Records contained in a dataset:
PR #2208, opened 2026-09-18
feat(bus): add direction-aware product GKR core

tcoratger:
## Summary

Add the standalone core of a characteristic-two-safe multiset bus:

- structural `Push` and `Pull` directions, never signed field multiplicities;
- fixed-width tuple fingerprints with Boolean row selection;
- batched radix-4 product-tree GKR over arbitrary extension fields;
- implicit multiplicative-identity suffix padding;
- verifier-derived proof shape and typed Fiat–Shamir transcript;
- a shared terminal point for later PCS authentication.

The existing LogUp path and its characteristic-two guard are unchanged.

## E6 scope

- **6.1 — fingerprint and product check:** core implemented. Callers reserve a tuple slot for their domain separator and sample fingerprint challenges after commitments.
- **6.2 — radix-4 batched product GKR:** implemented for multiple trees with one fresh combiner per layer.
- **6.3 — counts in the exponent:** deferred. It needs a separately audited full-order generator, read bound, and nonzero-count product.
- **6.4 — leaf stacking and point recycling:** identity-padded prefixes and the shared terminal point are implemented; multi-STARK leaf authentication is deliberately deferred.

--

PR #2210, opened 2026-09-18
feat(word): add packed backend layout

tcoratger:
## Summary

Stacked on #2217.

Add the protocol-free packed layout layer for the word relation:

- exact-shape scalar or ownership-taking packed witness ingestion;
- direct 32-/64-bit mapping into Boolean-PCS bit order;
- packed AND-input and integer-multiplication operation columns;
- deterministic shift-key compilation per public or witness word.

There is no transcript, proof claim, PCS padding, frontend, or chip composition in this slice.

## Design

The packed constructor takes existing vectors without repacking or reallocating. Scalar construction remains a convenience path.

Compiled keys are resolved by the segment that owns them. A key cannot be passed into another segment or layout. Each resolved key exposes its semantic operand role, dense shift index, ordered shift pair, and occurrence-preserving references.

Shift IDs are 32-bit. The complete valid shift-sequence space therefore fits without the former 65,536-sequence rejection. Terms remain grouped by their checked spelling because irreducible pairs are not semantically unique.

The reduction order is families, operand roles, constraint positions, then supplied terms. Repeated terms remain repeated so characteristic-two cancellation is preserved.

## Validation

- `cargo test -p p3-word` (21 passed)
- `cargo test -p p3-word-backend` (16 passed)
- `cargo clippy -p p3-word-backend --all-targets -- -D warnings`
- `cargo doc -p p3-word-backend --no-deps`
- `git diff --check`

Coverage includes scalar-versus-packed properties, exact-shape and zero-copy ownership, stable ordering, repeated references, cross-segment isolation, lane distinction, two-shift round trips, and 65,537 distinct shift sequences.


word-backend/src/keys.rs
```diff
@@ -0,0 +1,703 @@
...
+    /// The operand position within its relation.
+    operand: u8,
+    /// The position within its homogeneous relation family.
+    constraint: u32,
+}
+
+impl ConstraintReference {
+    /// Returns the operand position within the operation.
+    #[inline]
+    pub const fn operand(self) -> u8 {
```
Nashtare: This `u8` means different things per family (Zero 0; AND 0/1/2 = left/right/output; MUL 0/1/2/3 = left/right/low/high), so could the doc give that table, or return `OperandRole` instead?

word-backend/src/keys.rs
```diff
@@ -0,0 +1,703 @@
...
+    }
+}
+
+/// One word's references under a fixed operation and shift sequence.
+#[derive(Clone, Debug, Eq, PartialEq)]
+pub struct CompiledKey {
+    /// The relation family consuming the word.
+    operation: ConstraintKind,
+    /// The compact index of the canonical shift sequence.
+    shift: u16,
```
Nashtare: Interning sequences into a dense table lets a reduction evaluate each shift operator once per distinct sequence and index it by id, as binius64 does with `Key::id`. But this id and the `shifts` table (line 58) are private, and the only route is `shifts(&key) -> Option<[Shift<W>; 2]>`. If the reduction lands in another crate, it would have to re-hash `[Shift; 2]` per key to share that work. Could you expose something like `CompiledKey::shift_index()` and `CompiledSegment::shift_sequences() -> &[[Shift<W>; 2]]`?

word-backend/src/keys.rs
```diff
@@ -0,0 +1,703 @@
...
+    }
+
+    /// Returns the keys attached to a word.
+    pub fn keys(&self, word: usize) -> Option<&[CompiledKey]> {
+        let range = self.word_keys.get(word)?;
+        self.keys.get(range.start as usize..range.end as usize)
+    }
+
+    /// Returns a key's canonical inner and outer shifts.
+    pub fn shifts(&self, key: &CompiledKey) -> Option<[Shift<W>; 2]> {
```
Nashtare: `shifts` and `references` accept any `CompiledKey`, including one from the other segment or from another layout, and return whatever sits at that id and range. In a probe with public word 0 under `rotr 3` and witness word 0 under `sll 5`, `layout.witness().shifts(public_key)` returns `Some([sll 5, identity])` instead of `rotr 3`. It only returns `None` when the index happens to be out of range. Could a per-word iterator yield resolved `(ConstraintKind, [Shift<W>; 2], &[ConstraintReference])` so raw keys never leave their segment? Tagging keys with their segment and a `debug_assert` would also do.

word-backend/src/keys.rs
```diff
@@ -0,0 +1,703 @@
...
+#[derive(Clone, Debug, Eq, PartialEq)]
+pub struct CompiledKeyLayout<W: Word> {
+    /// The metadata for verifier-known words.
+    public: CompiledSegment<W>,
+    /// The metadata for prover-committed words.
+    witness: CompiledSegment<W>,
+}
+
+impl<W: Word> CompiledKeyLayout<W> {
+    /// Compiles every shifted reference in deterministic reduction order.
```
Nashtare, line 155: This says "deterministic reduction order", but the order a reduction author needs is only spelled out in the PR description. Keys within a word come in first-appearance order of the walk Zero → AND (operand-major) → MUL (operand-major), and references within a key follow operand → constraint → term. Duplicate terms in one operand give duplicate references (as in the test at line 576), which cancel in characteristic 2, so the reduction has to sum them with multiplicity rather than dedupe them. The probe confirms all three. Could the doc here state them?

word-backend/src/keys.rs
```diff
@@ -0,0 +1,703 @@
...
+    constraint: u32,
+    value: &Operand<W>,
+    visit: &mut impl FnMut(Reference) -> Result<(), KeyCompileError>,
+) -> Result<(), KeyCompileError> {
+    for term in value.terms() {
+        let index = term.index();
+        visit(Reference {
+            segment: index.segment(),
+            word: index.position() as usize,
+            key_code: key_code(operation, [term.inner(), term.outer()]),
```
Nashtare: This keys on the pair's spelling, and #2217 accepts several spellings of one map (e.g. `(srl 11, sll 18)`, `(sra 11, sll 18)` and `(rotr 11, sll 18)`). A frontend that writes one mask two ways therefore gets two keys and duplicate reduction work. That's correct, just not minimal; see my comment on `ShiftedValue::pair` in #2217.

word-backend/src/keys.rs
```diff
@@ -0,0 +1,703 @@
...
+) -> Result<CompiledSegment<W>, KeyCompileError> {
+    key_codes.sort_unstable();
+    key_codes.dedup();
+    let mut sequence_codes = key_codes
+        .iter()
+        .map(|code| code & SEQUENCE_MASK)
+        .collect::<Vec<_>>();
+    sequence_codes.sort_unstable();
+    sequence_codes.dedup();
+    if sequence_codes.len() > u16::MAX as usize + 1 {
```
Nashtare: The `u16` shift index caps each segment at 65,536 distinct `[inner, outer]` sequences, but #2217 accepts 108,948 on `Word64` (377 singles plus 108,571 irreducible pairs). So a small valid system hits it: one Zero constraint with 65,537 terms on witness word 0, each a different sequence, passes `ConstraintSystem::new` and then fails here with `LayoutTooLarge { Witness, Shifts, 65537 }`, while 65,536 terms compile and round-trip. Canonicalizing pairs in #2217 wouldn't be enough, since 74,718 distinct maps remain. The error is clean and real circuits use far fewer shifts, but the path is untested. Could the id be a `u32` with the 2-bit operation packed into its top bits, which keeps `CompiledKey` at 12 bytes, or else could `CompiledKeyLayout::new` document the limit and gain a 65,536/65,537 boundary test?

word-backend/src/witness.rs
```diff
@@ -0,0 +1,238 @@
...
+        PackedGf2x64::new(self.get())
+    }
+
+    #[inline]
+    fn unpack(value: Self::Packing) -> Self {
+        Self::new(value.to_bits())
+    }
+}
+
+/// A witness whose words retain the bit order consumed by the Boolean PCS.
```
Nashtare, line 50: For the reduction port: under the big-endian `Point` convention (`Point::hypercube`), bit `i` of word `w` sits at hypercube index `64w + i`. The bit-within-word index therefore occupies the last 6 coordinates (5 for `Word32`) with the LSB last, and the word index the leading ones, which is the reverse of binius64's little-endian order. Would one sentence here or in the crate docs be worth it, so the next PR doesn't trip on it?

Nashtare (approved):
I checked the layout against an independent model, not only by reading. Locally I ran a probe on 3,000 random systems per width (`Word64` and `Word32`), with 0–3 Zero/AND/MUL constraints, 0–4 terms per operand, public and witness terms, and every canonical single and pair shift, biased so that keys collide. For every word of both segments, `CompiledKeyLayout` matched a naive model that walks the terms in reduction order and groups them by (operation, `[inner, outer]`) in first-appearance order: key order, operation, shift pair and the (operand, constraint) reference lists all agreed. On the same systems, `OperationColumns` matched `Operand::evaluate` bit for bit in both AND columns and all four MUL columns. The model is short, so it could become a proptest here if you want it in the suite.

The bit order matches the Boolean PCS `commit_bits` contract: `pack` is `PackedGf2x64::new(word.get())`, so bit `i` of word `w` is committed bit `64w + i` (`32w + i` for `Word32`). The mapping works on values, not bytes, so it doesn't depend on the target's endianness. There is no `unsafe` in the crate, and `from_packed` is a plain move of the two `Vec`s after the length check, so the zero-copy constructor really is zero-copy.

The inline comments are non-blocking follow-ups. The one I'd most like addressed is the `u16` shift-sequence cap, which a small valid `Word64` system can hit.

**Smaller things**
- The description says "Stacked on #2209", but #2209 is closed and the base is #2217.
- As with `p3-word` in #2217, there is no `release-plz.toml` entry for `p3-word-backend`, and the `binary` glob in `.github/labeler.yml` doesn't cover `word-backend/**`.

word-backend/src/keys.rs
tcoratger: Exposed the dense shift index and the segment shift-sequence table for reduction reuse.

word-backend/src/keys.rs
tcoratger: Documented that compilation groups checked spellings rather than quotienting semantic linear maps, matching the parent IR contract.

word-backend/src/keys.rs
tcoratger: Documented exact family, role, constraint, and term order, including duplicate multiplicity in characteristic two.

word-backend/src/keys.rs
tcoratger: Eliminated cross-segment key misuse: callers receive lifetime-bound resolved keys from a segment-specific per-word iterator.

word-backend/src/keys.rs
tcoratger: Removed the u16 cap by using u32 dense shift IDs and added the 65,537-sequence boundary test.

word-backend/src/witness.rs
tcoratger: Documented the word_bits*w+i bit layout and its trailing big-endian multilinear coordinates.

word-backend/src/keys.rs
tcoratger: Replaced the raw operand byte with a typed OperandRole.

...

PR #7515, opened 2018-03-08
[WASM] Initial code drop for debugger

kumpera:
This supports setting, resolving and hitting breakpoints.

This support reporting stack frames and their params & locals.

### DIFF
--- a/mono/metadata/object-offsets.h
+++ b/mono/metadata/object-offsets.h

▸ **WORK INSTRUCTION**:
From the records above, print exactly the lines that run from the line with "PR #2208, opened 2026-09-18" to the line with "signed field multiplicities;", inclusive.

▸ **ANSWER TO THIS PROBLEM**:
PR #2208, opened 2026-09-18
feat(bus): add direction-aware product GKR core

tcoratger:
## Summary

Add the standalone core of a characteristic-two-safe multiset bus:

- structural `Push` and `Pull` directions, never signed field multiplicities;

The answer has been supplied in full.